In the entries below, filter for the word "equal" and copy every matching line.

→ **SUPPLIED MATERIAL**:

───

PR #15740, opened 2024-02-12
feat(protocol)!: improve protocol based on Brecht's internal review

Brechtpd:
These are some simplifications/optimization/small fixes/questions I have after doing a first pass review of the code, though certainly still parts that require more looking into. Nothing super important though here.

It's certainly not my goal to get all these small modifications in the current code base, but maybe some of them could and some of them could be done in a later version if deemed not important enough to still change the code at this point. I do also think that unnecessary changes should be avoided at this point.

I will also add comments to the different parts in this PR with some more context where needed.

Overall impression: it's hard to review because of the complexity of the different systems. There's a lot of code and the different optimizations that work on top of each other that just make things difficult to verify. The amount of different tricks you need to keep in your head just for all the gas optimizations to store the list of blocks and transitions is already big, and if you add the contestation part on top of it, it makes it hard. While the rollup basically just stores a list of blocks and a mapping of transitions, the current implementation makes this a challenge to easily understand. There's also a lot of features that result in a lot of conditional branches which does not make things easier.

There seems to be quite some tests missing I feel. Which I can understand very well because the amount of features and if/else cases that need to be tested is big. Take for example just the `AssignmentHook` mechanism and the amount of different things that would need to be tested to truly test all the features: payment with ETH, payment with ERC20 token, limited by time/block id/parent hash/meta hash, paying an ETH tip to coinbase, multiple hooks which also impact some of there features in non-trivial ways,... And this is only for the successful paths, you would still have to test for all the error paths as well. It's a lot of work.

I know a lot of my "keep things simple" comments have been ignored before, so I don't have any illusions or really goals to change things at this point. But I don't come with only complaints today because I actually have a simplified Taiko implementation that I started working on for the booster rollups: https://github.com/Brechtpd/taiko-mono/pull/1. It also contains a new design for how to do multi-provers and making sure buggy provers are automatically disabled. The mechanism used there would already greatly decrease the complexity compared to the current contestation system (and fixes issues I have raised in the past with that).


packages/protocol/contracts/L1/TaikoData.sol
```diff
@@ -137,7 +137,6 @@ library TaikoData {
         uint64 timestamp; // slot 6 (90 bits)
         uint16 tier;
         uint8 contestations;
-        bytes32[4] __reserved;
```
Brechtpd, line 140: `TransitionState` and `Block` are only stored in mappings and are never used as an input, so don't really necessarily need these reserved gaps. Unless if it's to maintain compatibility with onchain smart contracts using this data, then they should be kept because then still useful I think.

packages/protocol/contracts/L1/TaikoL1.sol
```diff
@@ -43,6 +43,11 @@ contract TaikoL1 is
     TaikoData.State public state;
     uint256[100] private __gap;
 
+    modifier whenProvingNotPaused() {
```
Brechtpd, line 46: Just some simplification for the verification logic when proving is paused or nothing needs to be verified, nothing important.

packages/protocol/contracts/L1/hooks/AssignmentHook.sol
```diff
@@ -108,26 +109,13 @@ contract AssignmentHook is EssentialContract, IHook {
 
         // The proposer irrevocably pays a fee to the assigned prover, either in
         // Ether or ERC20 tokens.
-        uint256 refund;
```
Brechtpd, line 111: Here also just a simplification of the logic.

packages/protocol/contracts/L1/libs/LibProposing.sol
```diff
@@ -114,6 +117,12 @@ library LibProposing {
                 blobHash: 0, // to be initialized below
                 extraData: params.extraData,
                 depositsHash: keccak256(abi.encode(depositsProcessed)),
+                // TODO(Brecht): A bit limiting this is required to be the same address as
+                // msg.sender
+                // And fees will be collected on L2 so if a smart contract is used as the proposer
+                // it requires
+                // the same contract to be deployed on L2 at the same address owned by the same
+                // entity.
```
Brechtpd, line 125: Having the address as an option I think would still be useful, otherwise have to take into account L1/L2 differences. Also could limit the composability of the smart contract because have to be very careful now which contract is `msg.sender` when submitting blocks.

packages/protocol/contracts/L1/libs/LibProposing.sol
```diff
@@ -155,14 +164,11 @@ library LibProposing {
                 }
             }
 
+            // Check that the txList data range is within the max size of a blob
             if (uint256(params.txListByteOffset) + params.txListByteSize > MAX_BYTES_PER_BLOB) {
                 revert L1_TXLIST_OFFSET();
             }
 
-            if (params.txListByteSize == 0 || params.txListByteSize > config.blockMaxTxListBytes) {
```
Brechtpd, line 162: Here also just some simplification

packages/protocol/contracts/L1/libs/LibProposing.sol
```diff
@@ -198,38 +205,25 @@ library LibProposing {
...
-        blk.verifiedTransitionId = 0;
-
-        // Verify assignment authorization; if prover's address is an IProver
-        // contract, transfer Ether and call "validateAssignment" for
-        // verification.
-        // Prover can charge ERC20/NFT as fees; msg.value can be zero. Taiko
-        // doesn't mandate Ether as the only proofing fee.
-        blk.assignedProver = params.assignedProver;
+        // Create the block that will be stored onchain
+        TaikoData.Block memory blk = TaikoData.Block({
```
Brechtpd, line 209: First create the block in memory. Benefits:
- Makes sure all variables are initialized. Which really is all of them each time, would be strange if some variable would not need updating.
- Reduces gas because the block is used in the assignment hook, and so that currently requires reading from storage again. Currently that is also very expensive because the block has `bytes32[7] __reserved`, which means reading 7 slots that are not worm yet (7*800 = 5600 gas, and all other slots that are still warm also still take 100 gas).

packages/protocol/contracts/L1/libs/LibProving.sol
```diff
@@ -145,26 +146,32 @@ library LibProving {
         // Taiko's core protocol.
         {
             address verifier = resolver.resolve(tier.verifierName, true);
-            // The verifier can be address-zero, signifying that there are no
```
Brechtpd, line 148: Just moved this check below to share, nothing else

packages/protocol/contracts/L1/libs/LibProving.sol
```diff
@@ -145,26 +146,32 @@ library LibProving {
...
                     metaHash: blk.metaHash,
                     blobHash: meta.blobHash,
+                    // TODO(Brecht): Quite limiting this is required to be the same address as
+                    // msg.sender,
+                    // less flexibility on the prover's side for proof generation/proof submission
+                    // using
+                    // multiple accounts.
+                    // Added msgSender to allow the prover to be any address in the future.
                     prover: msg.sender,
+                    msgSender: msg.sender,
```
Brechtpd, line 163: Added different field to allow the `prover` address to be more flexible, while not breaking verifiers that require a specific `msg.sender` to work (like the current guardian proof verifier). This is now explicit instead of it being implicit before that the prover was also required to be `msg.sender`.

packages/protocol/contracts/L1/libs/LibVerifying.sol
```diff
@@ -136,17 +140,17 @@ library LibVerifying {
         // blockHash on L2.
         bytes32 blockHash = state.transitions[slot][tid].blockHash;
         bytes32 stateRoot;
-        uint64 processed;
+        uint64 numBlocksVerified;
```
Brechtpd, line 143: Just a rename, nothing else

packages/protocol/contracts/L1/provers/GuardianProver.sol
```diff
@@ -45,10 +45,7 @@ contract GuardianProver is Guardians {
 
         if (approved) {
             deleteApproval(hash);
-            bytes memory data =
-                abi.encodeCall(ITaikoL1.proveBlock, (meta.id, abi.encode(meta, tran, proof)));
-            (bool success,) = resolve("taiko", false).call(data);
-            if (!success) revert PROVING_FAILED();
+            ITaikoL1(resolve("taiko", false)).proveBlock(meta.id, abi.encode(meta, tran, proof));
```
Brechtpd, line 48: Doing the normal way is a bit safer, but shouldn't really matter.

packages/protocol/contracts/L1/provers/Guardians.sol
```diff
@@ -48,34 +49,41 @@ abstract contract Guardians is EssentialContract {
...
     {
+        // We need at least MIN_NUM_GUARDIANS and at most 255 guardians (so the approval bits fit in
+        // a uint256)
         if (_newGuardians.length < MIN_NUM_GUARDIANS || _newGuardians.length > type(uint8).max) {
             revert INVALID_GUARDIAN_SET();
         }
-        if (_minGuardians < _newGuardians.length >> 1 || _minGuardians > _newGuardians.length) {
+        // Minimum number of guardians to approve is at least equal or greater than half the
+        // guardians (rounded up) and less or equal than the total number of guardians
+        if (_minGuardians < (_newGuardians.length + 1) >> 1 || _minGuardians > _newGuardians.length)
```
Brechtpd, line 59: Just made it so the minimum number of guardians is rounded up. With 5 guardians, otherwise only 2 would be required with this check, which seems low.

packages/protocol/contracts/L1/provers/Guardians.sol
```diff
@@ -48,34 +49,41 @@ abstract contract Guardians is EssentialContract {
...
+        {
             revert INVALID_MIN_GUARDIANS();
         }
 
-        // Delete current guardians data
```
Brechtpd, line 58: Also just some simplifications here below. This code seems written like it tries to optimize gas as much as possible, but this code will almost never be called, so simplicity should be preferred.

packages/protocol/contracts/L2/TaikoL2EIP1559Configurable.sol
```diff
@@ -19,34 +19,34 @@ import "./TaikoL2.sol";
 /// @title TaikoL2EIP1559Configurable
 /// @notice Taiko L2 with a setter to change EIP-1559 configurations and states.
 contract TaikoL2EIP1559Configurable is TaikoL2 {
-    Config private _config;
+    Config public customConfig;
```
Brechtpd, line 22: Just a rename here and the code below, nothing more

packages/protocol/contracts/bridge/Bridge.sol
```diff
@@ -46,7 +46,10 @@ contract Bridge is EssentialContract, IBridge {
         address preferredExecutor;
     }
 
-    uint256 internal constant PLACEHOLDER = type(uint256).max;
+    // The slot in transient storage of the call context
+    // This is the keccak256 hash of "bridge.ctx_slot"
+    bytes32 private constant _CTX_SLOT =
+        0xe4ece82196de19aabe639620d7f716c433d1348f96ce727c9989a982dbadc2b9;
```
Brechtpd, line 52: Now uses transient storage to store the call context. Depending on the transaction, this may or may not save gas because transient storage does not have the refund issue like with normal storage. So the good thing about it is that it always reduces the max amount of gas needed in a transaction, and it doesn't depend on how much can be refunded.

packages/protocol/contracts/bridge/Bridge.sol
```diff
@@ -89,7 +92,6 @@ contract Bridge is EssentialContract, IBridge {
     /// @param _addressManager The address of the {AddressManager} contract.
     function init(address _addressManager) external initializer {
         __Essential_init(_addressManager);
-        _ctx.msgHash == bytes32(PLACEHOLDER);
```
Brechtpd, line 92: This code should of course have been `_ctx.msgHash = bytes32(PLACEHOLDER);`, but it doesn't really matter except a bit of extra gas cost for the first tx that uses it. Both `bytes32(PLACEHOLDER)` and `bytes32(0)` cases were handled correctly in the code.

packages/protocol/contracts/bridge/Bridge.sol
```diff
@@ -256,6 +254,10 @@ contract Bridge is EssentialContract, IBridge {
         whenNotPaused
         sameChain(message.destChainId)
     {
+        // TODO(Brecht): `message.owner`, but this is the `msg.sender` on the source chain.
+        // If the address is not owned by the same entity on the destination chain
+        // (e.g. can be the case for smart wallets/general contracts) this can give unexpected
+        // results (especially with refunding).
```
Brechtpd, line 260: Have to be careful with using address from the source chain on the destination chain! It really shouldn't be done.

packages/protocol/contracts/bridge/Bridge.sol
```diff
@@ -358,9 +358,10 @@ contract Bridge is EssentialContract, IBridge {
         whenNotPaused
         sameChain(message.destChainId)
     {
-        // If the gasLimit is set to 0 or isLastAttempt is true, the caller must
-        // be the message.owner.
-        if (message.gasLimit == 0 || isLastAttempt) {
+        // If isLastAttempt is true, the caller must be the message.owner.
+        // TODO(Brecht): why not allow anyone to call when message.gasLimit == 0?
+        // There is no fee to be earned, and there won't be any gas limit anyway.
+        if (isLastAttempt) {
```
Brechtpd, line 364: Explained in the comment, any reason to check for the `message.gasLimit == 0` case before?

packages/protocol/contracts/common/OwnerUUPSUpgradable.sol
```diff
@@ -25,7 +25,12 @@ abstract contract OwnerUUPSUpgradable is UUPSUpgradeable, OwnableUpgradeable {
     uint8 private constant _FALSE = 1;
     uint8 private constant _TRUE = 2;
 
-    uint8 private _reentry; // slot 1
+    // The slot in transient storage of the reentry lock
+    // This is the keccak256 hash of "ownerUUPS.reentry_slot"
+    bytes32 private constant _REENTRY_SLOT =
+        0xa5054f728453d3dbe953bdc43e4d0cb97e662ea32d7958190f3dc2da31d9721a;
```
Brechtpd, line 31: Also use transient storage for the reentry lock. Same explanation as for the bridge context how this helps.

packages/protocol/contracts/tokenvault/BaseVault.sol
```diff
@@ -52,8 +52,8 @@ abstract contract BaseVault is EssentialContract, IRecallableSender, IERC165Upgr
         returns (IBridge.Context memory ctx)
     {
         ctx = IBridge(msg.sender).context();
-        address sender = resolve(ctx.srcChainId, name(), false);
-        if (ctx.from != sender) revert VAULT_PERMISSION_DENIED();
+        address selfOnSourceChain = resolve(ctx.srcChainId, name(), false);
+        if (ctx.from != selfOnSourceChain) revert VAULT_PERMISSION_DENIED();
```
Brechtpd, line 56: Just a rename

packages/protocol/contracts/tokenvault/BridgedERC1155.sol
```diff
@@ -56,11 +55,14 @@ contract BridgedERC1155 is
         external
         initializer
     {
-        if (_srcToken == address(0) || _srcChainId == 0 || _srcChainId == block.chainid) {
-            revert BTOKEN_INVALID_PARAMS();
-        }
+        // Check if provided parameters are valid.
+        // The symbol and the name can be empty for ERC1155 tokens so we use some placeholder data
+        // for them instead.
+        LibBridgedToken.validateInputs(_srcToken, _srcChainId, "foo", "foo");
```
Brechtpd, line 61: Just moved this shared code to a helper function.

packages/protocol/contracts/tokenvault/BridgedERC20Base.sol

───

→ **TASK RESPONSE**:
+        // Minimum number of guardians to approve is at least equal or greater than half the
+        // guardians (rounded up) and less or equal than the total number of guardians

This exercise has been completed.